144Vdc EV Charger

the original post of this thread shows an isolated topology. take it easy... its there.

also, the original post if you look at the picture of the schematic the input is PFC stage switch driving a transformer and could be synchronous rectification output if you changed the diodes for mosfets on the right hand side near the output. so its not that far away from what you want. i just made it this way with the diodes cause its unidirectional and thus easier. is it the best most absolute perfected design? no. but the software is 90% done for this one.. and the design is done too (except for the magnetics) and there is value in having stuff done. you can always make a revision 2 with whatever small mods you want like your synchronous rectification on the output stage rather than diodes but then you have to do the softare for it and validate that software against random error. i want to try the unidirectional one first.. its for my own use because i have it at 144Vdc output. for 400V output its small change so i might make it so its easy to spin the design for any voltage you want (within reason). i'm expecting this design to clock in at 96-98% efficiency.

the original post is also for unidirection only. the topology changes for bi-directional. why? because if you know for sure you're making unidirectional you chose the topology that leads to the higher power density with the higher efficiency. that's the open source design i posted here (though it still needs some work). for bi-directional you have to make changes to the topology to support bi-directional flow and the efficiency is impacted by that necessary choice.

the bi-directional one, which i have the complete schematic design for today , is not being planned for construction yet and has not been posted. it has PFC (different topology), isolation, synchronous rectification and heavy filtering for both low and high frequency EMI, supprts 1-phase or 3-phase etc etc. the software is non-existent at this time. i'm expecting this design to clock in at 92 to 94% efficiency for the cost target i have. i'm not sure if i'll get to this anytime soon.. perhaps others will finish it first.

I would love to add a few of them to my wifes LEAF if you make the 400vdc version.

Otherwise, I would love to see a trace layout that supports an increased current version (lower turn count magnetics) for folks running 116.4vdc peak pack voltages (Zero, Polaris, Aricmoto, Victory, etc.)

there was a time when i had a handy spreadsheet (that i spent forever making) that was used also by magnetics manufacturing plant here in canada. could calculate up a design using any core material, supermendour, metglass, ferrite.. any geometry. it was good. quick. sadly, i don't know what happened to it. i think i left it on my old computer and when i pitched the computer it went with it. i'm sort of dreading making that spreadsheet again.... but its worth it. magnetics design is super interesting.

as for power levels.. for residential setting, we're talking 240V, 50A, maybe 60A max. so, somewhere around 10kW. graphine battery might like a 100A charger though..

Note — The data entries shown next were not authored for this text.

PR #190, opened 2016-06-24
Generate overview of branch statistics, quick hack

smarr:
This is a quick hack to accumulate the an overview of that data collected. From my understanding, these are the interesting bits, but I might be wrong.

More work needed. That's merely a proposal to perhaps make the data a little more digestible.

With this change, the output is accumulated to produce entries like this:
```
at som.interpreter.nodes.dispatch.CachedDispatchNode.executeDispatch(CachedDispatchNode.java:38) [bci: 10]
NONE: 29 IF: 3 ELSE: 5 BOTH: 33
```

### DIFF
--- a/graal/com.oracle.graal.truffle/src/com/oracle/graal/truffle/phases/InstrumentBranchesPhase.java
+++ b/graal/com.oracle.graal.truffle/src/com/oracle/graal/truffle/phases/InstrumentBranchesPhase.java
@@ -28,8 +28,10 @@ import static com.oracle.graal.truffle.TruffleCompilerOptions.TruffleInstrumentB
 
 import java.lang.reflect.Field;
 import java.util.ArrayList;
+import java.util.HashMap;
 import java.util.LinkedHashMap;
 import java.util.Map;
+import java.util.Map.Entry;
 import java.util.stream.Collectors;
 
 import com.oracle.graal.compiler.common.type.StampFactory;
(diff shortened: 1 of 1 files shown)


axel22:
Looks good (and useful) to me! I recently pushed this commit in which I use execution counts per each if-branch, instead of just boolean flags:

https://github.com/graalvm/graal-core/commit/c3f892aba6d24a9fe9f2f5b0469e1dcc96ddad03

graal/com.oracle.graal.truffle/src/com/oracle/graal/truffle/phases/InstrumentBranchesPhase.java
```diff
@@ -144,8 +146,43 @@ private static String filterAndEncode(Node ifNode) {
             }
         }
 
+        private static class PointStats {
+            long NONE;
+            long IF;
+            long ELSE;
+            long BOTH;
+
+            public String toString() {
```
tkrodriguez: You need @Override here.

smarr: Yeah, the code also uses lambdas, so not sure this is really desirable in Graal.

tkrodriguez: The lambda's were already there so I wouldn't worry about that.  But it's definitely a case where the number of characters would be the same without lambdas, but it wouldn't be formatted as one line.  Lambdas seem to really lose on the conciseness front.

my plan is to stay around 5-6kw for this first unidirectional charger. i want to prove it out like that and then i can put two in parallel and work on load sharing algorithm and have a 10kW charger which i think is more than enough.

HighHopes said:

i think i left it on my old computer and when i pitched the computer it went with it.

Click to expand...

Stuff like that is one reason I keep all the harddisks from dead systems (even the ones where the harddisk died; sometimes I can still get data off of it if the need arises).

huh... forgot all about this thread. Random Wednesday, good time for an update!

The design was completed. All the math, simulations and then schematic, bill of materials, PCB fab, assembly and test completed.
It did work well in forward direction. In reverse direction (towards the utility) the gain curve was not as expected but it still basically worked just not over the entire battery voltage range.

There was a lot learned here but the best thing that came out of it was a MathCAD file that can design the entire converter including the CLLC magnetics given any input and output. Unfortunately the transformer is custom design every time because it always requires a specific leakage inductance (the nature of the topology) so i do not have a way around that. It cost $50 for a transformer that could manage 3kW.

The original design had two boards to make debug easier and reduce costs if a redesign was necessary. board one was a universal voltage AC to DC boost PFC stage, bi-directional. the second board was DC to DC converter isolated resonant CLLC topology, bi-directional.